Now chop with no arguments runs chop --branch --gone.


How Detection Works

--gone Detection

  1. Runs git fetch --prune (unless --no-fetch)
  2. Runs git branch -vv to list branches with tracking info
  3. Identifies branches where upstream shows as [origin/branch: gone]

This is the most reliable method for squash-merge workflows.

--merged Detection

  1. Determines the base branch:
    • If --merged=<branch> is provided, uses that branch
    • Else if mergeBase is set in config, uses that
    • Else uses the current branch
  2. Runs git branch --merged <base>
  3. Returns all branches whose commits are reachable from the base branch

Note: This doesn't work for squash-merged branches since the commits are rewritten. Use --gone or --squashed for squash-merge workflows.

# Check against explicit branch
chop --branch --merged=main

# Check against configured mergeBase (or current if not set)
chop --branch --merged

--squashed Detection

  1. Determines the base branch:
    • If --squashed=<branch> is provided, uses that branch
    • Else if mergeBase is set in config, uses that
    • Else uses the current branch
  2. For each branch, simulates a merge using git merge-tree --write-tree
  3. Compares the resulting tree hash with the base branch's current tree
  4. If the trees are identical, the branch adds no new changes - it's already in base

This approach correctly detects squash-merged branches even when:

  • The branch had multiple commits that were squashed into one
  • The base branch has moved forward since the squash merge

Note: Requires Git 2.38+ for the merge-tree --write-tree feature.

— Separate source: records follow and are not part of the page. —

PR #3656, opened 2013-07-12
Inline those tooltips!

### LINKED ISSUE #3154: convert the tooltips to inline indicators and highlights

shane-tomlinson:
I don't really care who reviews!

@ryanfeeley has given the tentative OK, wants to do a bit more testing.

A test instance, inline-tooltips.personatest.org can be used to test.

fixes #3154

### DIFF
--- a/resources/static/common/js/tooltip.js
+++ b/resources/static/common/js/tooltip.js
@@ -6,15 +6,11 @@ BrowserID.Tooltip = (function() {
   "use strict";
 
   var ANIMATION_TIME = 250,
-      TOOLTIP_MIN_DISPLAY = 2000,
-      TOOLTIP_OFFSET_TOP_PX = 5,
-      TOOLTIP_OFFSET_LEFT_PX = 0,
-      TOOLTIP_MARGIN_TO_SCREEN_EDGE_PX = 20,
-      READ_WPM = 200,
+      animationTime = ANIMATION_TIME,
       bid = BrowserID,
       dom = bid.DOM,
       renderer = bid.Renderer,
-      onlyAttachedTooltip;
+      visibleTooltip;
 
   // This file is made up of two parts, the first part is the Tooltip generic
   // object type, the second half is the BrowserID.Tooltip singleton logic.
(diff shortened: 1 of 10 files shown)


jaredhirsch:
reviewing now.

resources/static/common/js/tooltip.js
```diff
@@ -26,147 +22,141 @@ BrowserID.Tooltip = (function() {
...
 
-      return displayTimeMS;
-    }
-  });
+      dom.stopAnimations(tooltipEl);
+      if (animationTime) {
+        // If tooltipEl does not exist in the DOM, jQuery never calls the
+        // slideDown done function. Avoid the blowup by using a setTimeout.
+        dom.slideDown(tooltipEl, animationTime);
+        if (done) setTimeout(done, animationTime);
```
jaredhirsch: I think we should abstract out this jQuery quirk inside dom-jquery, here and in slideUp as well.

Aside from this case, it would actually be super helpful to have a little DOM helper to check if an element is in the DOM.

I can't think of a good name, but basically, `dom.isInDOM = function(el) { !!jQuery(el).closest('html').length }`. [This jsperf test](http://jsperf.com/jquery-element-in-dom/2) shows it's a performant way of checking whether a node is in the doc or not, found via [this SO thread](http://stackoverflow.com/questions/3086068/how-do-i-check-whether-a-jquery-element-is-in-the-dom).

resources/static/common/js/tooltip.js
```diff
@@ -26,147 +22,141 @@ BrowserID.Tooltip = (function() {
...
+      }
+      else {
+        dom.show(tooltipEl);
+        if (done) done();
```
jaredhirsch: It'd be cool to pass `done` as an optional second parameter to `dom.show` as well, then this whole stanza could just be:

```
animationTime ? dom.slideDown(tooltipEl, animationTime, done) : dom.show(tooltipEl, done)
```

Alternatively, if animationTime is zero, maybe `slideDown` should just toggle show. I dunno if jQuery does that for you automatically.

resources/static/common/js/tooltip.js
```diff
@@ -26,147 +22,141 @@ BrowserID.Tooltip = (function() {
...
-    }
+    // Only one tooltip can be shown at a time, see issue #1615
+    removeVisibleTooltip();
 
-    return {
-      text: tooltipText,
-      anchor: tooltipAnchor,
-      done: complete
-    };
+    visibleTooltip = new Tooltip();
```
jaredhirsch: I'm a bit confused by this. `showTooltip` creates a new Tooltip, but `removeVisibleTooltip` never actually deletes the old one, it just calls `stop`, which in turn hides it.

Why are we creating a new Tooltip here, and not inside a hidden/protected constructor function? Is this some other way of doing singletons that I've forgotten/don't know about? Or is the code convention just to only call showTooltip once per page?

resources/static/common/js/tooltip.js
shane-tomlinson: Both of those are fantastic ideas, I feel like what I am doing here is super gross.

resources/static/common/js/tooltip.js
shane-tomlinson: The major difference is slideDown is async, even with a period of 0, whereas show is sync. I'll go with the first option.

resources/static/common/js/tooltip.js
shane-tomlinson: showTooltip can be called at any time, with the intention is that only one tooltip is ever displayed at any given instant. So yeah, BrowserID.Tooltip is a public facing singleton, with the showTooltip method that shows a Tooltip instance. 

The differentiation between BrowserID.Tooltip (public facing singleton) and Tooltip, the instantiated object is historical. All of it used to be taken care of by the singleton, but that became too complex for my brain to handle.

showTooltip will remove any of the old tooltips from the DOM, and then overwrites the visibleTooltip element with a reference to a new Tooltip. In removeVisibleTooltip, I probably should delete the reference upon completion.

I think my own historical context is preventing me from fully seeing an alternative, cleaner, solution. Any help that allows me to make changes to tooltip.js only is very much appreciated!

resources/static/common/js/tooltip.js
shane-tomlinson: I think the dom.isInDOM function would also be very useful in the unit tests.

jaredhirsch:
R+, feel free to merge once you've addressed my concerns above.

Unit tests look good, works smoothly on IE8 and Android 2.2.

Great work, mang. :beers:

jaredhirsch:
R+, brimming with win.

PR #3657, opened 2013-07-12
Issues 3616 3617 focus

shane-tomlinson:
@6a68 - yo man, at one point you reviewed a PR that I did to help focus the correct element, esp with IE8. I have taken another stab at this, fixing problems on several fronts, but want to get your feedback!

### DIFF
--- a/automation-tests/lib/wd-extensions.js
+++ b/automation-tests/lib/wd-extensions.js
@@ -253,7 +253,8 @@ wd.prototype.wgetAttribute = function(opts, attribute, cb) {
 // wait for an element to be displayed, then type in it.
 wd.prototype.wtype = function(opts, text, cb) {
   var self = this;
-  self.waitForDisplayed(opts, function(err, el) {
+  // IE8 can't type into an element unless it is already focused.
+  self.wclick(opts, function(err, el) {
     if (err) return cb(err);
     self.type(el, text, cb);
   });
--- a/resources/static/common/js/modules/page_module.js
+++ b/resources/static/common/js/modules/page_module.js
@@ -56,18 +56,46 @@ BrowserID.Modules.PageModule = (function() {
       self.click(CANCEL_DIALOG_SELECTOR, cancelDialog);
     },
 
-    renderForm: function(template, data) {
+    renderForm: function(template, data, done) {
       var self=this;
 
       dom.removeClass("body", "rptospp");
 
       screens.form.show(template, data);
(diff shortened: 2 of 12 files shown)


automation-tests/lib/wd-extensions.js
```diff
@@ -253,7 +253,8 @@ wd.prototype.wgetAttribute = function(opts, attribute, cb) {
 // wait for an element to be displayed, then type in it.
 wd.prototype.wtype = function(opts, text, cb) {
   var self = this;
-  self.waitForDisplayed(opts, function(err, el) {
+  // IE8 can't type into an element unless it is already focused.
+  self.wclick(opts, function(err, el) {
```
shane-tomlinson, line 257: Fixes the Selenium tests to a large extent for when you have to click into an element before typing. This is primarily needed for when the user sets their password. I could update the tests to do that, or I could make it generic, wasn't sure which way to go.

resources/static/common/js/modules/page_module.js
```diff
@@ -56,18 +56,46 @@ BrowserID.Modules.PageModule = (function() {
...
+     * Pre-defined element search order:
+     *   1) visible element with data-autofocus=true
+     *   2) visible, enabled input element
+     *   3) visible button
+     * @method focus
+     * @param {string || element} [el] - element to focus
+     * @param {function} [done] - called with boolean, true if element
+     *   was found to focus, false otw.
+     */
+    focus: function(el, done) {
```
shane-tomlinson, line 89: Here is the crux of the change. First, look for an element with the data-autofocus attribute. If it is true, try to focus. To avoid breaking backwards compatibility, look for the first enabled, visible input element. Fall back to the first visible button.

resources/static/dialog/js/modules/pick_email.js
```diff
@@ -20,15 +20,7 @@ BrowserID.Modules.PickEmail = (function() {
 
   function pickEmailState(event) {
     /*jshint validthis: true*/
-    var self=this,
-        // focus the first radio button by default.
-        focusSelector = "input[type=radio]:eq(0)";
-
-    // unless a radio button is checked, then focus it.
-    if (dom.getElements("input[type=radio]:checked").length) {
```
shane-tomlinson, line 28: I add the "data-autofocus" attribute to the correct email address to focus.

shane-tomlinson:
Closing, this was supposed to be opened against my repo for feedback.

PR #3665, opened 2013-07-16
Aws enable locale

ozten:
A new script to be used from inside an awsbox deployment, to enable certain locales.

Example:

```
ssh app@foobar.personatest.org
$ emacs t.json
```

Contents of t.json:

```
{
    "supported_languages": ["es", "pl", "sq"]
}

./scripts/aws_enable_locales.js t.json
```

Script takes a few minutes, but will do the following:
- Writes new locales to `/home/app/config.json`
- Re-runs `compress`
- Does `forever restartall`

### DIFF
--- a/scripts/aws_enable_locales.js
+++ b/scripts/aws_enable_locales.js
@@ -1,0 +1,117 @@
+#!/usr/bin/env node
+
+const exec = require('child_process').exec,
+fs = require('fs'),
+optimist = require('optimist'),
+path = require('path');
+
+
+const argv = optimist
+  .usage('Usage: $0 path/to/anyfile_with_locales.json\n\n' +
+    ' -a, -c, -u are for development of this script outside of aws and ' +
+    'can be ignored.\n\n' +
+    'During development, create a sample config.json and ' +
+    'include var_path in it.')
+  .options('a', {
+    alias: 'aws-config',
+    "default": '/home/app/code/config/aws.json',
+    describe: 'Path to aws.json config file'
+  })
+  .options('c', {
+    alias: 'compress',
+    "default": '/home/app/code/scripts/compress',
+    describe: 'Path to compress script'
+  })
+  .options('u', {
+    alias: 'update-config',
+    "default": '/home/app/config.json',
+    describe: 'The config file we should update. ' +
+      'We will overrite any existing locale setting'
+  })
+  .argv;
+
+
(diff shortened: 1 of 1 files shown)


ozten:
@jedp I'm always forgetting the steps, so I put together this script. What do you think? Too special purpose for awsboxen?

shane-tomlinson:
@ozten - I for one have wanted something like this for a while, esp when debugging locale specific problems.

shane-tomlinson:
@ozten - can you rebase this against the current dev? I keep seeing test failures due to a bug that we fixed yesterday.

ozten:
Re bah bah bah bah base!

jaredhirsch:
@ozten @jedp how can I help get this over the finish line?

ozten:
How that the train is cut... Feel free to merge. Not much risk, as it is a dev tool to be executed from within an awsbox VM.

scripts/aws_enable_locales.js
```diff
@@ -0,0 +1,117 @@
...
+fs = require('fs'),
+optimist = require('optimist'),
+path = require('path');
+
+
+const argv = optimist
+  .usage('Usage: $0 path/to/anyfile_with_locales.json\n\n' +
+    ' -a, -c, -u are for development of this script outside of aws and ' +
+    'can be ignored.\n\n' +
+    'During development, create a sample config.json and ' +
```
shane-tomlinson, line 13: This comment could be clarified, perhaps with an example. I'm not sure what it means.

shane-tomlinson:
@ozten - what about a simplification where you can just say which locales you want to enable, from the command line, without adding an extra .json file?

ozten:
Ya, that works.

Using a JSON file is nice when you want to enable all locales. You can just use `config/l10n-prod.json`. But if you want to enable 1 or 2 locales, then the locals as a list would be nicer.

shane-tomlinson:
@ozten - for sure, I do sometimes enable all locales at once for testing. More often than not though, I enable one or two to see if things are working as I expect.

jaredhirsch:
@ozten Hmm, this seems to have stalled. Since it's just a dev tool, are we good to merge, or do you want to add a commit to address @shane-tomlinson's feature request?

jaredhirsch:
chatted with @shane-tomlinson in IRC, he's fine with merging as-is to get this over the finish line. So...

# Check if branch changes are already in main
chop --branch --squashed=main

# Check against configured mergeBase (or current if not set)
chop --branch --squashed

--stale Detection

  1. Determines the threshold:
    • If --stale=<days> is provided, uses that value
    • Else if stale is set in config, uses that
    • Else uses 30 days
  2. For each branch, gets the date of the last commit
  3. Flags branches with no commits within the threshold
# Check for branches stale for 60+ days
chop --branch --stale=60

# Check against configured stale threshold (or 30 if not set)
chop --branch --stale

Comparison with Alternatives

| Tool | Branches | Worktrees | Squash Detection | |------|----------|-----------|------------------| | Lumberjack | ✅ | ✅ | ✅ | | git branch -d | ✅ | ❌ | ❌ | | git worktree prune | ❌ | ✅ (partial) | ❌ | | git-sweep | ✅ | ❌ | ❌ | | git-trim | ✅ | ❌ | ❌ |


Requirements

  • Node.js 18+
  • Git 2.20+ (Git 2.38+ required for --squashed detection)

License

MIT


Contributing

Issues and PRs welcome at github.com/jameshole/lumberjack.